WHAT IS BEING ASKED:
What is wanted is the line holding "But that is" and every later line through the end of the entries, set down exactly.

EXERCISE DATA:
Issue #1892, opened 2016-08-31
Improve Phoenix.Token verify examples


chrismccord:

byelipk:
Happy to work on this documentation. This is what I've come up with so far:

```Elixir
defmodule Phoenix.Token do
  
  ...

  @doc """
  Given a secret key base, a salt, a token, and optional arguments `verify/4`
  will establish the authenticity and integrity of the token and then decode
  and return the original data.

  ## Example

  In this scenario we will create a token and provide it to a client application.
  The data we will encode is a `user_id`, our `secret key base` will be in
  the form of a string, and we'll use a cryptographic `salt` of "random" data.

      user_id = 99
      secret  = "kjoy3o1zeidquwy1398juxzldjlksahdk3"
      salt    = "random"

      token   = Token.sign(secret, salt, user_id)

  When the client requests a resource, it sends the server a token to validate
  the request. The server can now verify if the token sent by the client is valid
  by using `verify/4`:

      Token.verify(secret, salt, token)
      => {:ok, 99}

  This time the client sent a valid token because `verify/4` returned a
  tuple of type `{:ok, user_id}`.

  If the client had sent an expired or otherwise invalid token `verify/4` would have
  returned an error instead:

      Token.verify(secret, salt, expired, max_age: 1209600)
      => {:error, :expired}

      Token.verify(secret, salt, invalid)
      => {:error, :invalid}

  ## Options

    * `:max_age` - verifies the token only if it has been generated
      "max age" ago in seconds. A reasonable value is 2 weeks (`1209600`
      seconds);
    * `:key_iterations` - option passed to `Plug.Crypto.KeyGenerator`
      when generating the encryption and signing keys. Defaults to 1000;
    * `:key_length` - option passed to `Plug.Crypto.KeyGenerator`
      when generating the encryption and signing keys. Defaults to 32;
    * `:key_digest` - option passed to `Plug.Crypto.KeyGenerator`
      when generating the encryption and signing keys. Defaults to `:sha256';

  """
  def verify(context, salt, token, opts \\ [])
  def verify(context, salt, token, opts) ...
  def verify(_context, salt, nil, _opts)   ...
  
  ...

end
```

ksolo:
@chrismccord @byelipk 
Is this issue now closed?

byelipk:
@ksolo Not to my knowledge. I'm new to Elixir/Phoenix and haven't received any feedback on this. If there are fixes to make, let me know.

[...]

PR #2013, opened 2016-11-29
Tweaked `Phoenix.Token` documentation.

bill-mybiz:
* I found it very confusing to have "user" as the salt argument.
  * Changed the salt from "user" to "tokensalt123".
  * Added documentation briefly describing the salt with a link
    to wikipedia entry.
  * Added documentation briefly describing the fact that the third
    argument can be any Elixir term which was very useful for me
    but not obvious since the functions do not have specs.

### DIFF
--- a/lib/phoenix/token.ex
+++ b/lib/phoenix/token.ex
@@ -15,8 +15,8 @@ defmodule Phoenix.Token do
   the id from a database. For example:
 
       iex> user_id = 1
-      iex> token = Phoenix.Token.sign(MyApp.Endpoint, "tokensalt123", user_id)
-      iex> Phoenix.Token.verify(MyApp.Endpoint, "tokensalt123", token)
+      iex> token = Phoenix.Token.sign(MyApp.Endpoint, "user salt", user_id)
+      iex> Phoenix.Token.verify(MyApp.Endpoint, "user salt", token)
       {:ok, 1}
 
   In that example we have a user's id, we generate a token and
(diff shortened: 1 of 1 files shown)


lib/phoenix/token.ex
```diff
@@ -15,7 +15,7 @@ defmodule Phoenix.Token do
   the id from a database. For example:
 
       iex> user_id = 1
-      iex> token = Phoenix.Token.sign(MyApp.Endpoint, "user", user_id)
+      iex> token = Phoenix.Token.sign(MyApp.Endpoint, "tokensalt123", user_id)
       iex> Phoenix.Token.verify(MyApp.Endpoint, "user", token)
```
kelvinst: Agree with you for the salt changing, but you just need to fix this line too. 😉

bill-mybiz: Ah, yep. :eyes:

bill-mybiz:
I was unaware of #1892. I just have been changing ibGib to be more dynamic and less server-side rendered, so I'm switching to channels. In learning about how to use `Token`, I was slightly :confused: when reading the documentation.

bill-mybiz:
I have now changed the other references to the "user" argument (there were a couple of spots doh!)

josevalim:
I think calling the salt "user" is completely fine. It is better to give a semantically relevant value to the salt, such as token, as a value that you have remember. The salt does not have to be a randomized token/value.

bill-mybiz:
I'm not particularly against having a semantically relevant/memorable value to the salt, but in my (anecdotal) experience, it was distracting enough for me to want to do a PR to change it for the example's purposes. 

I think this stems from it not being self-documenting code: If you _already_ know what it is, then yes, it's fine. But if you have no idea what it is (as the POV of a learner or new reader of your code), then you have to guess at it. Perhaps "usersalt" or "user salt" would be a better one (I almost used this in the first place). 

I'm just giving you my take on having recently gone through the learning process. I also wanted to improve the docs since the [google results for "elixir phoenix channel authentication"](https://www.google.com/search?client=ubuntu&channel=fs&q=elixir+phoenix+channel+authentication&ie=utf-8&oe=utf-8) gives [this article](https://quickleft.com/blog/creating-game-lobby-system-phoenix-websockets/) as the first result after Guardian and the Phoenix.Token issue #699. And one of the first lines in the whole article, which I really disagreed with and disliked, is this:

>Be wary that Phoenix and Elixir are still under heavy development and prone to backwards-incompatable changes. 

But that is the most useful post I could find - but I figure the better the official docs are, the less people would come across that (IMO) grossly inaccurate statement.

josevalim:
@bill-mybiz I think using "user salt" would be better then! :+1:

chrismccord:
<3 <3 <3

OUTPUT BELOW:
But that is the most useful post I could find - but I figure the better the official docs are, the less people would come across that (IMO) grossly inaccurate statement.

josevalim:
@bill-mybiz I think using "user salt" would be better then! :+1:

chrismccord:
<3 <3 <3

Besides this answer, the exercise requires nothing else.